Let $\theta$ be the acute angle between the tangents to the ellipse $\frac{x^{2}}{9}+\frac{y^{2}}{1}=1$ and the circle $x^{2}+y^{2}=3$ at their point of intersection in the first quadrant.
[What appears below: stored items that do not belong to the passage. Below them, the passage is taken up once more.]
PR #729, opened 2024-02-07
[Bug Fix] Local Docker Build

jalencato:
*Issue #, if available:*

*Description of changes:*

### DIFF
--- a/docker/Dockerfile.local
+++ b/docker/Dockerfile.local
@@ -9,6 +9,7 @@ RUN apt-get install -y python3-pip git wget psmisc
 RUN apt-get install -y cmake
 
 # Install Pytorch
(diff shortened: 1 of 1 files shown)


docker/Dockerfile.local
```diff
@@ -9,6 +9,7 @@ RUN apt-get install -y python3-pip git wget psmisc
 RUN apt-get install -y cmake
 
 # Install Pytorch
+RUN pip3 install networkx==3.1
```
classicsong, line 12: Which component needs this?

jalencato: Torch needs this. Currently the version torch automatically download is only compatible with python 3.9 while the base image only have 3.8.

classicsong (approved):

Then $\tan \theta$ is equal to :
Correct Option: , 2
The point of intersection of the curves $\frac{x^{2}}{9}+\frac{y^{2}}{1}=1$ and $x^{2}+y^{2}=3$ in the first quadrant is $\left(\frac{3}{2}, \frac{\sqrt{3}}{2}\right)$
Now slope of tangent to the ellipse $\frac{x^{2}}{9}+\frac{y^{2}}{1}=1$ at $\left(\frac{3}{2}, \frac{\sqrt{3}}{2}\right)$ is
$\mathrm{m}_{1}=-\frac{1}{3 \sqrt{3}}$
And slope of tangent to the circle at $\left(\frac{3}{2}, \frac{\sqrt{3}}{2}\right)$ is $m_{2}$ $=-\sqrt{3}$
So, if angle between both curves is $\theta$ then
$\tan \theta=\left|\frac{m_{1}-m_{2}}{1+m_{1} m_{2}}\right|=\left|\frac{-\frac{1}{3 \sqrt{3}}+\sqrt{3}}{1+\left(-\frac{1}{3 \sqrt{3}}(-\sqrt{3})\right)}\right|$
$$
=\frac{2}{\sqrt{3}}
$$
Option (2)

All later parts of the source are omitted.